■ Prompt ■
Return each entry exactly, omitting nothing.
--
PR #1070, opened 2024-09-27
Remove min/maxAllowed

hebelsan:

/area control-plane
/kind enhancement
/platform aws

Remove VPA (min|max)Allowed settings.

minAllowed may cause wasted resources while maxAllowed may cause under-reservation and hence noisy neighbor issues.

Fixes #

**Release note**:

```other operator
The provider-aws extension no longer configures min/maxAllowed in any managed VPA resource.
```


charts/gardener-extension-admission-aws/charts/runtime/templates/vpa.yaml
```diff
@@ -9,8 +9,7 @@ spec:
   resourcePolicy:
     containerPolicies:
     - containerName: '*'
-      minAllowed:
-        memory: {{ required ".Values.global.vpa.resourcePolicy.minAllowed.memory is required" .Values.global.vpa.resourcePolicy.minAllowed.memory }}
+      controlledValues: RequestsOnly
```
--
■ Task answer ■
PR #1070, opened 2024-09-27
Remove min/maxAllowed

hebelsan:

/area control-plane
/kind enhancement
/platform aws

Remove VPA (min|max)Allowed settings.

minAllowed may cause wasted resources while maxAllowed may cause under-reservation and hence noisy neighbor issues.

Fixes #

**Release note**:

```other operator
The provider-aws extension no longer configures min/maxAllowed in any managed VPA resource.
```


charts/gardener-extension-admission-aws/charts/runtime/templates/vpa.yaml
```diff
@@ -9,8 +9,7 @@ spec:
   resourcePolicy:
     containerPolicies:
     - containerName: '*'
-      minAllowed:
-        memory: {{ required ".Values.global.vpa.resourcePolicy.minAllowed.memory is required" .Values.global.vpa.resourcePolicy.minAllowed.memory }}
+      controlledValues: RequestsOnly
```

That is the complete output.